Goal of the exercise
Across the entries below, how many lines have the word "well" in them? Respond with only the number.

::: Available data

PR #203, opened 2018-09-12
define title and subtitle styling

heyitsmaimai:


Wardormeur:
Could you add a "default margin" as well ?
I think there should be more than title and sub : in the current design, we have h1, h2, and h4 (...) altogether on the page. Links as well are using a different styling that c/should (?) be ported over

Wardormeur:
Todo during last review : apply those styles to corresponding areas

::::::

Worked solution
2